WASHINGTON — The Obama administration denied any role in Wednesday’s killing of an Iranian nuclear scientist, the latest in a series of events that have exacerbated tensions with Iran.
The assassination of Mostafa Ahmadi Roshan was the latest in a year that has already seen new U.S. economic sanctions, threats to bar American ships from the Persian Gulf, an Iranian death sentence to a jailed U.S. citizen and an escalation in Tehran’s uranium enrichment program.
Iranian reports said two assailants on a motorcycle attached a magnetic bomb to Roshan’s car of, killing him and his driver. Roshan was a chemistry expert and director of the Natanz uranium enrichment facility in central Iran, and the slaying suggested a widening covert effort to set back the Islamic republic’s atomic program.
But US officials said they had nothing to do with it.
“I want to categorically deny any United States involvement in any kind of act of violence inside Iran,” Secretary of State Hillary Rodham Clinton told reporters. “We believe there has to be an understanding between Iran, its neighbors and the international community that finds a way forward for it to end its provocative behavior, end its search for nuclear weapons and rejoin the international community and be a productive member of it.”
Earlier, State Department spokeswoman Victoria Nuland wouldn’t answer a question about whether Washington was involved in the killing — or if the administration viewed Roshan as an innocent victim. “I’m not going to speak to who may or may not have done this,” she told reporters.
The attack also came one day after Israeli military chief Lt. Gen. Benny Gantz was quoted as telling a parliamentary committee that 2012 would be critical for Iran — in part because of “things that happen to it unnaturally.”
And other Israeli officials, hinted at covert campaigns against Iran without directly admitting involvement.
“Many bad things have been happening to Iran in the recent period,” said Mickey Segal, a former director of the Israeli military’s Iranian intelligence department. “Iran is in a situation where pressure on it is mounting, and the latest assassination joins the pressure that the Iranian regime is facing.”

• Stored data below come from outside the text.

PR #458, opened 2021-08-03
Improve shared files test

Shillaker:
Noticed that this test wasn't checking the loading of files from S3, so I updated it.

### DIFF
--- a/tests/test/storage/test_shared_files.cpp
+++ b/tests/test/storage/test_shared_files.cpp
@@ -1,6 +1,5 @@
 #include <catch2/catch.hpp>
 
-#include "faabric/util/func.h"
 #include "faasm_fixtures.h"
 #include "utils.h"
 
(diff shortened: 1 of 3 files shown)


tests/test/storage/test_shared_files.cpp
```diff
@@ -1,35 +1,19 @@
...
-      : loader(storage::getFileLoader())
-    {
-        SharedFiles::clear();
-    }
-
-    ~SharedFilesTestFixture() { SharedFiles::clear(); }
-
-  protected:
-    storage::FileLoader& loader;
-};
```
Shillaker, line 31: As discussed in previous PR, this part of the system is now involved in tests in more than one file, so can be promoted into `faasm_fixtures.h`.

csegarragonz (approved):

PR #460, opened 2021-08-10
Add test for FFmpeg

csegarragonz:
Add support for running FFmpeg tests in Faasm, and bump the code version.


tests/test/ported_libs/test_ffmpeg.cpp
```diff
@@ -0,0 +1,86 @@
...
+#include <iterator>
+#include <vector>
+
+#include <storage/FileLoader.h>
+#include <storage/SharedFiles.h>
+#include <upload/UploadServer.h>
+
+namespace tests {
+
+class FileUploadTestFixture
```
csegarragonz, line 16: Other fixtures did more things than I needed. Namely, all `S3TestFixture` descendants use a separate bucket `faasm-test`.

If we use this here, it means we need to re-run the code generation at test runtime, which adds minutes of computations.

In this fixture I only care about uploading (and clearing) shared files. I think this may be useful for other library-related tests.

Shillaker: I think this fixture is doing too much, why does it need to go through the full upload process with the shared file? It's pulling in other unnecessary components that are tested elsewhere, and makes this quite a big fixture. Have a look at [`test_shared_files.cpp`](https://github.com/faasm/faasm/blob/master/tests/test/faaslet/test_shared_files.cpp), this keeps it more simple.

Using a separate bucket is good because it isolates tests from messing up someone's local dev environment. This is also very important wrt shared files, which hold all the python functions used by other tests (so we don't want to delete that folder in other tests). It's not immediately clear why we can't do this here, I would have thought that even if the bucket was changed, if the machine code and shared file were present on the local filesystem it would just load them from there. However, if it is necessary, I would put a note about the codegen/ file size as a comment too.

I would rename this to `FFmpeg` test fixture, that would look something like this (and combined with comments below):

```cpp
// NOTE: we must be careful with this fixture that we don't have to rerun the codegen for 
// the ffmpeg function as it's over 40MB of wasm and takes several minutes.
class FFmpegTestFixture {
public:
    FFmpegTestFixture() 
        : loader(storage::getFileLoader()) {
        storage::SharedFiles::clear();
        
        // Remove the file
        filePath = loader.getSharedFileFile(relativeSharedFilePath);
        boost::filesystem::remove(filePath);

        // Upload the file
        fileBytes = faabric::util::readFileToBytes(testFilePath);
        loader.uploadSharedFile(relativeSharedFilePath, fileBytes);
    }
    
    ~FFMpegTestFixture() {
          storage::SharedFiles::clear();
          
          boost::filesystem::remove(filePath);
    }
protected:
    storage::FileLoader& loader;
    
    std::string testFilePath = "files/ffmpeg_video.mp4";
    std::string filePath;
    std::string relativeSharedFilePath = "ffmpeg/sample_video.mp4";
    std::vector<uint8_t> fileBytes;
};

TEST_CASE_METHOD(FFmpegTestFixture,
                 "Test executing FFmpeg checks",
                 "[libs]")
{
    faabric::Message msg = faabric::util::messageFactory("ffmpeg", "check");
    executeFunction(msg);
}
```

Shillaker (changes requested):

Shillaker (approved):

PR #472, opened 2021-09-02
WAMR WASI Argc/argv and Filesystem Implementation

csegarragonz:
This PR was originally meant just to implement WASI support for FFmpeg to run on WAMR, but has ended up including many different changes in the WAMR-related source code.
Change log:
* Bump our WAMR fork to a recent upstream commit.
* Re-write our WAMR CMake file to use the CMake config flags WAMR defines for projects linking against it (I did not manage to re-write the CMake file without bumping the WAMR fork to an up-to-date commit).
* Fix WAMR codegen bug in which SGX codegen was stored under non-SGX WAMR machine code. This fix, together with the CMake + commit bump mean that now WAMR and WAMR+SGX generate consistent object code (just the bug fix with the current master would not work).
* Implement the relevant WASI system calls needed for FFmpeg and the corresponding tests. This means that almost all tests in `faaslet/test_filesystem.cpp`, `faaslet/test_env.cpp` and `faaslet/test_io.cpp` are covered. Providing full-WASI support for WAMR after this PR should not be much more work.
* In a "i don't understand why this is not working" moment I bumped the code version to see if that would fix the tests. In fact this was not really needed, the problem stemming from the WAMR codegen bug, in which code that I thought was being generated in GHA in reality it was not, as the system thought it had it cached.

There are some features that I'd like to address in a separate PR, as this is already quite big.
Namely:
* Full-support for the remaining filesystem, env, and io WASI calls.
* The last point includes fixing the `fdread` system call that exposed a bug in WAMR's WASI build that I am [currently upstreaming](https://github.com/bytecodealliance/wasm-micro-runtime/pull/766).


src/wamr/pthread.cpp
```diff
@@ -23,20 +49,55 @@ static int32_t pthread_mutex_init_wrapper(wasm_exec_env_t exec_env,
 
 static int32_t pthread_mutex_lock_wrapper(wasm_exec_env_t exec_env, int32_t a)
 {
-    SPDLOG_DEBUG("S - pthread_mutex_lock {}", a);
+    SPDLOG_TRACE("S - pthread_mutex_lock {}", a);
```
csegarragonz, line 52: Switched `lock` and `unlock` to `TRACE` as they cluttered outputs a lot and, given that they are no-opped, I figured they did not matter that much (for the moment).

src/wasm/WasmModule.cpp
```diff
@@ -227,6 +227,11 @@ uint32_t WasmModule::getArgc()
     return argc;
 }
 
+std::vector<std::string> WasmModule::getArgv()
+{
+    return argv;
```
csegarragonz, line 232: This is the only change I need in the `WasmModule` base class. It is used in the `args_get` system call.

The reason this is not needed in the WAVM implementation is because we use `WasmModule::argv` which we call from [`WAVMWasmModule::writeArgvToMemory`](https://github.com/faasm/faasm/blob/d60d2a8d42842085bd6b5d8961a54fdcf6ee73ba/src/wavm/WAVMWasmModule.cpp#L499). IMO the approach in WAVM adds unnecessary complexity. This means WAVM and WAMR's implementation slightly differ. I am happy to change either if you think it preferrable.

csegarragonz:
Re-based after merging #471 (so tests are running again)

src/wasm/WasmModule.cpp
Shillaker: `argv` is not private, it's `protected` (so that it can be accessed directly in a subclass). In general I actually think it's better to push as much logic as we can into the `XYZWasmModule` classes, hence it's all contained in one place, not scattered over the intrinsic/ native call implementations, and is in theory more reusable.

src/wamr/filesystem.cpp
```diff
@@ -1,20 +1,432 @@
...
+    std::copy(pathStr.begin(), pathStr.end(), path);
+
+    return __WASI_ESUCCESS;
+}
+
+typedef struct wasi_prestat_app
+{
+    __wasi_preopentype_t pr_type;
+    uint32_t pr_name_len;
+} wasi_prestat_app_t;
```
Shillaker, line 152: I think we normally declare structs like this:

```
struct wasi_prestat_app_t
{
    __wasi_preopentype_t pr_type;
    uint32_t pr_name_len;
};
```

src/wamr/filesystem.cpp
```diff
@@ -1,20 +1,432 @@
...
+
+static int32_t wasi_fd_prestat_get(wasm_exec_env_t exec_env,
+                                   int32_t fd,
+                                   wasi_prestat_app_t* prestatApp)
+{
+    SPDLOG_DEBUG("S - fd_prestat_get {}", fd);
+
+    WAMRWasmModule* module = getExecutingWAMRModule();
+    if (!module->getFileSystem().fileDescriptorExists(fd)) {
```
Shillaker, line 161: Same point re. calling `getFileSystem()` twice and not using `module` variable.

src/wamr/filesystem.cpp
```diff
@@ -1,20 +1,432 @@
...
+                              int32_t openFlags,
+                              int64_t rightsBase,
+                              int64_t rightsInheriting,
+                              int32_t fdFlags,
+                              int32_t* fdApp)
+{
+    WAMRWasmModule* module = getExecutingWAMRModule();
+
+    VALIDATE_NATIVE_ADDR(path, pathLen);
+    const std::string pathStr(path, pathLen);
```
Shillaker, line 354: This is an example of where I'm not sure about the use of `VALIDATE_NATIVE_ADDR`, first of all I don't think we do these sort of checks on strings passed to WAMR natives elsewhere (as I'm not sure they're necessary), but more importantly returning an `EBADF` code doesn't seem right when the path passed to `path_open` is invalid (as it's not related to a file descriptor), so could cause quite confusing issues.

src/wamr/filesystem.cpp
```diff
@@ -1,20 +1,432 @@
...
+
+    return wasiErrno;
+}
+
+static int32_t wasi_fd_write(wasm_exec_env_t exec_env,
+                             int32_t fd,
+                             iovec_app_t* ioVecBuffApp,
+                             int32_t ioVecCountApp,
+                             int32_t* bytesWritten)
+{
```
Shillaker, line 254: This method looks incredibly similar to the WAVM version, and it seems like there's not much WAMR/ WAVM specific stuff in it, could we capture some of the logic in the `FileSystem` class instead to avoid duplication?

src/wamr/filesystem.cpp
```diff
@@ -1,20 +1,432 @@
...
+    prestatApp->pr_name_len = fileDesc.getPath().size();
+
+    return __WASI_ESUCCESS;
+}
+
+typedef struct iovec_app
+{
+    uint32_t buffOffset;
+    uint32_t buffLen;
+} iovec_app_t;
```
Shillaker, line 180: There are a few inlined struct definitions in this file that are easy to miss, and some are already defined in the WAVM code so it seems a shame to duplicate them. However, the WAVM-based versions rely on other definitions in the WAVM headers so we can't really mix the two. Either way, it would be good to move all the struct definitions from in here to a separate header file as we have in the WAVM-based version.

src/wamr/filesystem.cpp
```diff
@@ -1,20 +1,432 @@
...
+        ioVecBuffNative[i] = ioVecNative;
+    }
+
+    // Read from fd
+    VALIDATE_NATIVE_ADDR(bytesRead, sizeof(int32_t))
+    *bytesRead = ::readv(fileDesc.getLinuxFd(), ioVecBuffNative, ioVecCountApp);
+
+    delete[] ioVecBuffNative;
+
+    return __WASI_ESUCCESS;
```
Shillaker, line 216: Same comment about duplicating the logic for this function from the existing WAVM implementation, could we refactor it into the `FileSystem` class?

Shillaker (changes requested):
A few changes listed in the code, the main issue being the duplication from the WAVM version and lack of more granular tests.

tests/test/ported_libs/test_ffmpeg.cpp
```diff
@@ -58,4 +58,11 @@ TEST_CASE_METHOD(FFmpegTestFixture,
     faabric::Message msg = faabric::util::messageFactory("ffmpeg", "check");
     execFunction(msg);
 }
+
+TEST_CASE_METHOD(FFmpegTestFixture,
+                 "Test executing FFmpeg checks in WAMR",
+                 "[libs]")
+{
+    executeWithWamrPool("ffmpeg", "check");
+}
```
Shillaker, line 67: This shouldn't be the only test that exercises the WAMR filesystem syscalls, instead we can think about reusing the wasm functions already executed using the WAVM-based version in `tests/test/faaslet/test_filesystem.cpp`.

include/wamr/WAMRWasmModule.h
```diff
@@ -45,6 +39,14 @@ class WAMRWasmModule final : public WasmModule
     // ----- Module lifecycle -----
     void doBindToFunction(faabric::Message& msg, bool cache) override;
 
+    void writeStringArrayToMemory(const std::vector<std::string>& strings,
```
csegarragonz, line 42: Unfortunately, I could not re-use the prototypes in `WasmModule.h` as the parameter types did not match. IMO I'd delete those from there, and leave two different implementations in each `XYZWasmModule` but up for discussion.

src/wamr/filesystem.cpp
```diff
@@ -1,20 +1,432 @@
...
+{
+    SPDLOG_DEBUG("S - fd_prestat_dir_name {}", fd);
+
+    WAMRWasmModule* module = getExecutingWAMRModule();
+    if (!module->getFileSystem().fileDescriptorExists(fd)) {
+        return __WASI_EBADF;
+    }
+
+    storage::FileDescriptor& fileDesc =
+      module->getFileSystem().getFileDescriptor(fd);
```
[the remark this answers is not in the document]
csegarragonz: In this case I will keep the `WAMRWasmModule* module` variable, as I then need to call `module->writeStringToWasmMemory`.

include/wamr/WAMRWasmModule.h
```diff
@@ -7,6 +7,26 @@
 #define STACK_SIZE_KB 8192
 #define HEAP_SIZE_KB 8192
 
+// Address translation macros
+
+#define VALIDATE_NATIVE_ADDR(ptr, size)                                        \
```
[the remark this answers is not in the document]
csegarragonz: `VALIDATE_NATIVE_ADDR` was a macro wrapping the usage of `wasm_runtime_validate_native_address(wasm_module_t, native_ptr_t, size_t)` that validates that a given address belongs to the given module.

I agree that the implemented macro:
1. Shadowed the depdendency to a particular `WAMRWasmModule`
2. Returned an incorrect error code

Alternatively, I have now:
1. Implemented a class method on `WAMRWasmModule` to validate a native address
2. Throw a runtime exception

Even further we could:
1. No-op the check for `Release` builds

src/wamr/filesystem.cpp
csegarragonz: I need the `module` variable here to call `module->validateNativeAddress`.

src/wamr/filesystem.cpp
csegarragonz: See the reply on the main `VALIDATE_NATIVE_ADDR` thread to see the points I make there.

faasmcli/faasmcli/tasks/codegen.py
```diff
@@ -93,8 +93,27 @@ def local(ctx):
...
+    codegen(ctx, "demo", "argc_argv_test", wamr=True)
+    codegen(ctx, "demo", "exit", wamr=True)
+    codegen(ctx, "demo", "getenv", wamr=True)
+
+    # Filesystem
+    codegen(ctx, "demo", "fcntl", wamr=True)
+    codegen(ctx, "demo", "file", wamr=True)
+    codegen(ctx, "demo", "filedescriptor", wamr=True)
+    codegen(ctx, "demo", "fstat", wamr=True)
+    codegen(ctx, "demo", "fread", wamr=True)  # not working
```
csegarragonz, line 110: Hopefully I can upstream the changes to get this to work: bytecodealliance/wasm-micro-runtime#766

src/wamr/CMakeLists.txt
```diff
@@ -1,90 +1,86 @@
...
-set(ALL_WAMR_SRC ${COMMON_WAMR_SRC} ${EXTRA_WAMR_SRC})
-faasm_private_lib(wamrlib "${ALL_WAMR_SRC}")
+# Explicitely set to 0. If set to 1, WAMR will allocate the module's instance
+# memory using `malloc` instead of `mmap` and calls to `mprotect` fail.
+set (WAMR_DISABLE_HW_BOUND_CHECK 0)
+# This definition prevents a buffer underflow during code generation
+add_definitions(-DWASM_ENABLE_WAMR_COMPILER=1)
+
+include (${WAMR_ROOT_DIR}/build-scripts/runtime_lib.cmake)
+# 13/09/2021 - Setting the CMake flag includes the code required to run
```
csegarragonz, line 35: The criteria for having a date here and nowhere else, is that the `remove_definitions` bit is a patch, and the other are configuration flags.

Nonetheless, I also add for each configuration flag what happens if set otherwise. Strikingly enough, most flags will break the build if set to the opposite value.

tests/test/codegen/test_machine_code_generator.cpp
```diff
@@ -79,8 +79,6 @@ TEST_CASE_METHOD(CodegenTestFixture,
     std::string objectFileA;
     std::string objectFileB;
 
-    bool isCodegenExactlySame = true;
```
csegarragonz, line 82: Thanks to the WAMR upgrade we can now remove these checks :partying_face:

tests/test/codegen/test_machine_code_generator.cpp
```diff
@@ -248,4 +231,76 @@ TEST_CASE_METHOD(CodegenTestFixture,
       loader.loadSharedObjectObjectHash(localSharedObjFile);
     REQUIRE(hashAfter == hashBefore);
 }
+
+TEST_CASE_METHOD(CodegenTestFixture,
```
csegarragonz, line 235: Before, running this combination would only generate code once, and confuse the cached version of one for the other one.

tests/test/wamr/test_wamr.cpp
```diff
@@ -55,6 +55,6 @@ TEST_CASE("Test WAMR sbrk", "[wamr]")
 
 TEST_CASE("Test executing chain function with WAMR", "[wamr]")
 {
-    executeWithWamrPool("demo", "chain");
+    executeWithWamrPool("demo", "chain", 10000);
```
csegarragonz, line 58: This test would sometimes time out, so adding a longer timeout

.github/workflows/tests.yml
```diff
@@ -160,12 +160,6 @@ jobs:
         run: echo "CPU_MODEL=$(./bin/print_cpu.sh)" >> $GITHUB_ENV
       - name: "Print CPU model"
         run: echo "${{ env.CPU_MODEL}}"
-      # --- Cache ---
```
csegarragonz, line 163: Unfortunately, WAMR machine code generated with one version of the system might not be compatible with other versions. Consequently, tests for which machine code was cached would fail for no aparent reason.

I know this makes test runs even slower that they currently are. I suggest we reintroduce the cache when the WAMR/SGX build and code is consolidated.

src/wamr/filesystem.cpp
csegarragonz: This PR is already very cluttered so I suggest I do this in a separate PR.
Of course, the argument goes both ways, and given how cluttered this PR is I could also do it here.

In favour of the former, there are a couple more `TODO`s in the main PR description that I must do regardless, so it's not likely that I will forget about this at all.

src/wamr/WAMRWasmModule.cpp
```diff
@@ -187,29 +199,139 @@ int WAMRWasmModule::executeWasmFunction(const std::string& funcName)
     } else {
         std::string errorMessage(
           ((AOTModuleInstance*)moduleInstance)->cur_exception);
-        SPDLOG_ERROR("Function failed: {}", errorMessage);
+        SPDLOG_ERROR("Caught wasm runtime exception: {}", errorMessage);
+
+        // TODO - agree on a protocol to send the return code through the error
+        // message (throwing exceptions not supported). For the moment, if the
+        // error message is a "Exception: 0" we assume no errors (i.e. exit(0))
```
Shillaker, line 206: Is the `Exception: 0` string defined somewhere in WAMR or is that something we've created? Can we link to the WAMR constant if so? If not, we should create our own constant which should live in `#define WAMR_AOT_FAIL_MESSAGE "Exception: 0"` or something like that.

What is the scenario where the result of `aot_create_exec_env_and_call_function` is `false`, yet we're returning `0`, implying that the function was a success? Surely whenever `aot_create_exec_env_and_call_function` returns `false` we should at least return `1` (if not the actual error code).

If we control the format of this error message, it makes most sense to me just to have a string of the return code, then call `stoi` on it.

src/wamr/WAMRWasmModule.cpp
```diff
@@ -187,29 +199,139 @@ int WAMRWasmModule::executeWasmFunction(const std::string& funcName)
...
         return 1;
     }
 
     return 0;
 }
 
+void WAMRWasmModule::writeStringToWasmMemory(const std::string& strHost,
+                                             char* strWasm)
+{
+    this->validateNativeAddress(strWasm, strHost.size());
```
Shillaker, line 220: We don't use `this->` unless it's absolutely necessary to avoid collisions between function names (and even then we should reconsider renaming the function).

src/wamr/WAMRWasmModule.cpp
```diff
@@ -187,29 +199,139 @@ int WAMRWasmModule::executeWasmFunction(const std::string& funcName)
...
+void WAMRWasmModule::writeStringArrayToMemory(
+  const std::vector<std::string>& strings,
+  uint32_t* strOffsets,
+  char* strBuffer)
+{
+    this->validateNativeAddress(strOffsets, strings.size() * sizeof(uint32_t));
+
+    char* nextBuffer = strBuffer;
+    size_t i;
+    for (i = 0; i < strings.size(); ++i) {
```
Shillaker, line 233: We define loop variables inline, i.e. 

```
for(size_t i = 0; i < strings.size(); ++i) {
```

src/wamr/WAMRWasmModule.cpp
```diff
@@ -187,29 +199,139 @@ int WAMRWasmModule::executeWasmFunction(const std::string& funcName)
...
+{
+    writeStringArrayToMemory(
+      wasmEnvironment.getVars(), envOffsetsWasm, envBuffWasm);
+}
+
+void WAMRWasmModule::validateNativeAddress(void* nativePtr, size_t size)
+{
+    if (!wasm_runtime_validate_native_addr(moduleInstance, nativePtr, size)) {
+        SPDLOG_ERROR("Native pointer does not point to a valid address in the "
+                     "WAMR's module address space");
```
Shillaker, line 262: The way we normally approach error is to log as much detail as possible (in this case print the pointer and its size), then throw an error with a simpler generic message. If we're just doing a simple string in both cases, it's easier to define it as a separate `errorMsg` variable and have both passed to the `SPDLOG` macro and exception.

src/wamr/WAMRWasmModule.cpp
```diff
@@ -187,29 +199,139 @@ int WAMRWasmModule::executeWasmFunction(const std::string& funcName)
...
+        throw std::runtime_error("Pointer out of WAMR's module address space");
+    }
+}
+
+void WAMRWasmModule::validateWasmOffset(uint32_t wasmOffset, size_t size)
+{
+    if (!wasm_runtime_validate_app_addr(moduleInstance, wasmOffset, size)) {
+        SPDLOG_ERROR("WASM offset outside WAMR module instance memory");
```
Shillaker, line 270: Again, here we can log the `wasmOffset` and `size` as part of the error message.

src/wamr/WAMRWasmModule.cpp
```diff
@@ -187,29 +199,139 @@ int WAMRWasmModule::executeWasmFunction(const std::string& funcName)
...
+        throw std::runtime_error("Offset outside WAMR's memory");
+    }
+}
+
+uint8_t* WAMRWasmModule::wasmPointerToNative(uint32_t wasmPtr)
+{
+    void* nativePtr = wasm_runtime_addr_app_to_native(moduleInstance, wasmPtr);
+    if (nativePtr == nullptr) {
+        SPDLOG_ERROR(
+          "WASM offset {} is out of the WAMR module's address space");
```
Shillaker, line 280: This has a space for a variable in the message but is missing that variable so won't print anything at runtime.

src/wamr/WAMRWasmModule.cpp
```diff
@@ -187,29 +199,139 @@ int WAMRWasmModule::executeWasmFunction(const std::string& funcName)
...
 
-    SPDLOG_DEBUG("WAMR growing memory by {}", nBytes);
+    uint32_t oldBytes = getMemorySizeBytes();
+    uint32_t oldBrk = currentBrk;
+    uint32_t newBrk = currentBrk + nBytes;
 
-    uint32_t memBase = currentBrk;
+    if (!isWasmPageAligned(newBrk)) {
+        SPDLOG_ERROR("Growing WAMR memory by {} is not wasm page aligned",
+                     nBytes);
```
Shillaker, line 300: Can put more detail in this message, e.g. include `currentBrk` and `newBrk`.

src/wamr/env.cpp
```diff
@@ -0,0 +1,97 @@
+#include <faabric/util/logging.h>
+#include <storage/FileDescriptor.h>
+#include <wamr/WAMRWasmModule.h>
+#include <wamr/native.h>
+
+#include <stdexcept>
+
+// WAMR includes
```
Shillaker, line 8: I don't think we need these `WAMR includes` comments on all the includes. We don't do it for any other libraries. It's sufficient to just put them after a newline.

src/wamr/env.cpp
```diff
@@ -0,0 +1,97 @@
...
+}
+
+void wasi_proc_exit(wasm_exec_env_t exec_env, int32_t retCode)
+{
+    SPDLOG_DEBUG("S - proc_exit {}", retCode);
+
+    // 08/09/2021 - WAMR doesn't support throwing and catching exceptions.
+    // Alternatively, set the error message.
+    WAMRWasmModule* module = getExecutingWAMRModule();
+    char buf[32];
```
Shillaker, line 79: It's not clear where this `32` comes from, is it `sizeof(int)`? If so, can use that instead.

src/wamr/filesystem.cpp
```diff
@@ -1,20 +1,466 @@
...
+static int32_t wasi_fd_readdir(wasm_exec_env_t exec_env,
+                               int32_t a,
+                               int32_t* b,
+                               char* c,
+                               int64_t d,
+                               int32_t e)
+{
+    SPDLOG_DEBUG("S - fd_readdir");
+    throw std::runtime_error("fd_readdir not implemented");
+    return 0;
```
Shillaker, line 235: I don't think we need a `return` statement after throwing an exception.

src/wamr/filesystem.cpp
Shillaker: Ok cool, separate PR makes sense.

src/wamr/timing.cpp
```diff
@@ -0,0 +1,39 @@
...
+
+namespace wasm {
+uint32_t wasi_clock_time_get(wasm_exec_env_t exec_env,
+                             int32_t a,
+                             int64_t b,
+                             int32_t* c)
+{
+    SPDLOG_DEBUG("S - clock_time_get");
+    throw std::runtime_error("clock_time_get not implemented");
+    return 0;
```
Shillaker, line 15: Same comment re. `return` after `throw` as above, if not necessary there are several places in the PR we can remove.

tests/test/faaslet/test_filesystem.cpp
```diff
@@ -65,34 +65,55 @@ TEST_CASE_METHOD(FilesystemTestFixture, "Test listdir", "[faaslet]")
...
+// TODO - bug in WAMR's WASI implementation makes this test fail. Will uncomment
+// when fixed.
 TEST_CASE_METHOD(FilesystemTestFixture, "Test fread", "[faaslet]")
 {
     faabric::Message msg = faabric::util::messageFactory("demo", "fread");
-    execFunction(msg);
+
+    SECTION("WAVM") { execFunction(msg); }
+
+    // SECTION("WAMR") { execWamrFunction(msg); }
```
Shillaker, line 85: Ah, this relates to the `not working` comment earlier. This is the right place to have the comment and `TODO`, we can remove the `not working` comment from the Python module as that _is_ working.

tests/test/faaslet/test_io.cpp
```diff
@@ -8,28 +8,35 @@
...
 {
     cleanSystem();
     faabric::Message call = faabric::util::messageFactory("demo", "echo");
     std::string inputData = "http://www.testinput/foo.com";
     call.set_inputdata(inputData.c_str());
 
+    conf::FaasmConfig& conf = conf::getFaasmConfig();
+    SECTION("WAVM") { conf.wasmVm = "wavm"; }
+
+    SECTION("WAMR") { conf.wasmVm = "wamr"; }
```
Shillaker, line 33: These tests are now changing the config and not resetting it at the end (leaving the `wasmVm` set to `wamr` which may break other tests). 

They should be `TEST_CASE_METHOD`s using a custom fixture inheriting from `FaasmConfTestFixture`  and `FunctionExecTestFixture` (so we can potentially remove the `cleanSystem` too).

Shillaker (changes requested):

src/wamr/WAMRWasmModule.cpp
csegarragonz: In this particular case, `nativePtr` is a `void*` that can be, potentially, corrupted. I don't think printing it out is a good idea.

I do have enriched the other error messages as suggested, and maybe use an `errorMsg` for this one.

src/wamr/WAMRWasmModule.cpp
csegarragonz: There was a missunderstanding on my side, in which I mimicked the behaviour of `libc`'s `exit` rather than `wasi_proc_exit`.

Turns out that WAMR does the same I implemented but at the runtime level. I.e. WASI sets an exception with string "wasi proc exit", and, upon exit with exception, if the string is "wasi proc exit" WAMR removes said exception and returns 0.

See source here: https://github.com/bytecodealliance/wasm-micro-runtime/blob/main/core/iwasm/aot/aot_runtime.c#L874

Shillaker (approved):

Iranian authorities blamed Israel.
One former official said the magnetic-bomb attack does bear the hallmarks of an Israeli hit. Current and former U.S. officials say Washington prefers proxies like Israel to carry out operations inside Iran, and that up until two years ago, the U.S. and Israel coordinated actions against Iran closely. But the officials say the White House halted such cooperation after Israeli Prime Minister Benjamin Netanyahu took power.
The officials, past and present, spoke on condition of anonymity to discuss sensitive strategic negotiations.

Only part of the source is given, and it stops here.